From the award-winning Sunday Times bestselling author of CORPUS The eve of war: a secret so deadly, nothing and no one is safe June 1939. England is partying like there is no tomorrow, gas masks at the ready. In Cambridge the May Balls are played out with a frantic intensity - but the good times won't last... In Europe, the Nazis have invaded Czechoslovakia, and in Germany he persecution of the Jews is now so widespread that desperate Jewish parents send their children to safety in Britain aboard the Kindertransport. Closer to home, the IRA's S-Plan bombing campaign has resulted in more than 100 terrorist outrages around England. But perhaps the most far-reaching event of all goes largely unreported: in Germany, Otto Hahn has produced the first man-made fission and an atomic device is now a very real possibility. The Nazis set up the Uranverein group of physicists: its task is to build a superbomb. The German High Command is aware that British and US scientists are working on similar line. Cambridge's Cavendish Laboratory is where the atom was split in 1932. Might the Cambridge men now win the race for a nuclear bomb? Hitler's generals need to be sure they know all the Cavendish's secrets. Only then will it be safe for Germany to wage war. When one of the Cavendish's finest brains is murdered, Professor Tom Wilde is once more drawn into an intrigue from which there seems no escape. In a conspiracy that stretches from Cambridge to Berlin and from Washington DC to the west coast of Ireland, he faces deadly forces that threaten the fate of the world. Praise for CORPUS 'Dramatic...pacy and assured' Daily Mail 'Political polarisation, mistrust and simmering violence' The Times 'A standout historical novel and spy thriller' Daily Express Praise for RORY CLEMENTS 'Enjoyable, bloody and brutish' Guardian 'Sends a shiver down your spine' Daily Mail 'A colourful history lesson . . . exciting narrative twists' Sunday Telegraph.

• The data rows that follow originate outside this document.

PR #129, opened 2018-04-27
Support excluding error statistics from latency and bytes per second averages

### LINKED ISSUE #127: latency is NaN for non-2xx responses
```sh
$ node -e "http.createServer((req, res) => { res.statusCode=400; res.end()}).listen(3000)"
```

```sh
$ autocannon localhost:3000
Running 10s test @ http://localhost:3000
10 connections

Stat         Avg     Stdev     Max
Latency (ms) NaN     NaN       0
Req/Sec      21121.6 898.21    22575
Bytes/Sec    2.28 MB 101.58 kB 2.49 MB

0 2xx responses, 211216 non 2xx responses
211k requests in 10s, 22.81 MB read
```

thekemkid:
Fixes #127

### DIFF
--- a/README.md
+++ b/README.md
@@ -84,6 +84,8 @@ Available options:
         Don't render the progress bar. default: false.
   -l/--latency
         Print all the latency data. default: false.
+  -I/--idReplacement
+        Enable replacement of [<id>] with a randomly generated ID within the request body. default: false.
   -j/--json
         Print the output as newline delimited json. This will cause the progress bar and results not to be rendered. default: false.
   -f/--forever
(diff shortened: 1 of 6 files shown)


README.md
```diff
@@ -84,14 +84,14 @@ Available options:
         Don't render the progress bar. default: false.
   -l/--latency
         Print all the latency data. default: false.
-  -I/--idReplacement
-        Enable replacement of [<id>] with a randomly generated ID within the request body. default: false.
```
mcollina: why are you removing this?

thekemkid: It turns out this was actually missing from the `help.txt` file, and I copied the contents of that over during this PR. This is missing there too. I'll add it to that file, and fix this 👍

PR #131, opened 2018-05-02
Pass error to reqError listener

### LINKED ISSUE #111: reqError callback throws nothing
```js

  function finishedBench() {
    console.log('finished benchmarking');
    // console.log(res);
    // console.log('finished bench', err, res);
  }

  const config = {
    url: 'http://localhost:3001/5968537fe66a6431eaa81ff8/5987c22fcea4da29f1f97b29',
    amount: 54000,
    timeout: 5400,
    connections: 3000,
  };
  const instance = autocannon(config, finishedBench);

  instance.on('reqError', (...args) => {
    console.log('---------------------');
    console.log(args);
    console.log('---------------------');
  });
```
Managed to trigger some errors.

but this is what i seen on terminal

```sh
...
[]
---------------------
---------------------
[]
---------------------
---------------------
[]
---------------------
---------------------
[]
...
```
it seems in trigger the **reqError** event, but it misses the "details" of the error.

but when i adjust the config to 
```js
  const config = {
    url: 'http://localhost:3001/5968537fe66a6431eaa81ff8/5987c22fcea4da29f1f97b29',
    amount: 54000,
    timeout: 5400,
    connections: 2000,
  };
```
there is no **reqError** event emitted. :+1: 

Questions

1. is the 3k concurrent connections quite suffocating to my app?
2. why the reqError event is throwing empty?
3. on connections,
` 
 -c/--connections NUM
        The number of concurrent connections to use. default: 10.
`, does this mean that the autocannon will try its very best to create the connections and fire them simultenously to my app?
4. im developing an app that will handle 8M requests  and generate 8M records at least per day, what will be the ideal configurations/settings i must use against it?

doesdev:
This fixes #111

### DIFF
--- a/lib/run.js
+++ b/lib/run.js
@@ -217,15 +217,16 @@ function run (opts, cb) {
       counter++
     }
 
-    function onError () {
-      for (let i = 0; i < opts.pipelining; i++) tracker.emit('reqError')
+    function onError (error) {
+      for (let i = 0; i < opts.pipelining; i++) tracker.emit('reqError', error)
       errors++
       if (opts.bailout && errors >= opts.bailout) stop = true
     }
 
     // treat a timeout as a special type of error
     function onTimeout () {
-      for (let i = 0; i < opts.pipelining; i++) tracker.emit('reqError')
+      let error = new Error('request timed out')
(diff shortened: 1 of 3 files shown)


mcollina:
Thanks!!!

Nucleus is the second book in this series and with this book, Rory Clements did an incredibly good job of creating a unique and thrilling fictional piece of work, whilst amalgamating many historical events and conflicts that were occurring during the Second World War period.

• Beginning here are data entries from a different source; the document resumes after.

PR #134, opened 2018-05-14
Support standard syntax for HTTP headers

### LINKED ISSUE #133: autocannon should support standard definitions of http headers
hi,

i was using `autocannon` to stress test my web application and i find out that `autocannon` requires passing custom HTTP headers using a non standard format, specifically `-H "Content-Type=application/json"`, that is not conformant to HTTP specs and cURL usage. if you try to launch `autocannon` with the standard syntax `-H "Content-Type: application/json" it will produce malformed HTTP headers, as in the following screenshot:

image

i will send a PR extending the existing logic to manage the standard syntax and avoid a breaking change in the usage.

phra:
see #133

### DIFF
--- a/autocannon.js
+++ b/autocannon.js
@@ -91,9 +91,14 @@ function parseArguments (argvs) {
     }
 
     argv.headers = argv.headers.reduce((obj, header) => {
-      const index = header.indexOf('=')
-      obj[header.slice(0, index)] = header.slice(index + 1)
-      return obj
+      let index
+      if (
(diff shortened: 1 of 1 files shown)


mcollina:
Good catch! Can you add a test?

phra:
@mcollina i was looking for them but i could not find any for the `autocannon.js` main file.. should i write them from scratch or can i update some existing tests?

mcollina:
Oh, don't worry about it. Let's ship this.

I think it clever to incorporate actual organisations and people who heroically assisted Jewish people, especially the young children to escape from Germany. This adds weight and realism to his developing plot. Being able to introduce in a subtle way the back stories and incidents intertwined which helped influence the progression of the war. For example, hinting at the conflict Roosevelt was experiencing between those who believed it to be Europe’s problem and not America’s and being lobbied by many factions including those with strong anti-Semitic beliefs.

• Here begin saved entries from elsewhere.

PR #139, opened 2018-06-20
Duration in milliseconds

baudev:
It could be interesting having every duration in milliseconds. 
I see any advantage having duration in seconds except losing precision.

There are some more steps before merging this PR (if only you would):

- [ ] Edit tests
- [ ] Edit documentation

### DIFF
--- a/lib/run.js
+++ b/lib/run.js
@@ -245,7 +245,7 @@ function run (opts, cb) {
     }
 
     if (typeof opts.duration === 'string') {
-      if (/[a-zA-Z]/.exec(opts.duration)) opts.duration = timestring(opts.duration) * 1000
+      if (/[a-zA-Z]/.exec(opts.duration)) opts.duration = timestring(opts.duration, 'ms')
       else opts.duration = Number(opts.duration.trim()) * 1000
     }
 
--- a/lib/run.js
+++ b/lib/run.js
@@ -100,7 +100,7 @@ function run (opts, cb) {
   if (!amount) {
     var stopTimer = setTimeout(() => {
       stop = true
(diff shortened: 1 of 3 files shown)


mcollina:
unit tests are failing, would you mine updating them ad well?

Il giorno mer 20 giu 2018 alle 08:26 baudev <notifications@github.com> ha
scritto:

baudev:
It's what I've planned! But when I'll have time.

lib/run.js
```diff
@@ -245,8 +245,8 @@ function run (opts, cb) {
     }
 
     if (typeof opts.duration === 'string') {
-      if (/[a-zA-Z]/.exec(opts.duration)) opts.duration = timestring(opts.duration)
-      else opts.duration = Number(opts.duration.trim())
+      if (/[a-zA-Z]/.exec(opts.duration)) opts.duration = timestring(opts.duration) * 1000
```
thekemkid: Would you please change this `timestring(opts.duration) * 1000` to `timestring(opts.duration, 'ms')` if you can, see: https://www.npmjs.com/package/timestring#return-time-value

lib/run.js
```diff
@@ -245,8 +245,8 @@ function run (opts, cb) {
...
+      else opts.duration = Number(opts.duration.trim()) * 1000
```
thekemkid: should this be `* 1000`? surely if duration was a string it should be in ms, too?

baudev:
@thekemkid thanks for this more beautiful way of doing it.

mcollina:
Tests still need updating!

mcollina:
Closing for no activity, feel free to reopen!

The real pressing battle going on was the first to create the ultimate weapon – the atomic bomb. The conflict Britain had with the IRA using the opportunity to forward its agenda of a united Ireland through domestic sabotage was not helped by The Republic of Ireland’s later decision to remain neutral, once the war was declared between Britain and Germany. Finally, the plot unravelling within Cambridge University, the recruiting ground for Russian spies a ring which went on to operate for decades.
Rory Clements managed to achieve this whilst maintaining a natural flow which made it an enjoyable read. As someone who enjoys history, I was impressed with how he integrated real events and organisations that existed. The real espionage that was occurring during that period all linked via this plot created a superb read without being drowned by History and the fear of becoming a historical book.
Rory Clements has continued to develop his character Tom Wilde who is believable and fascinating to follow.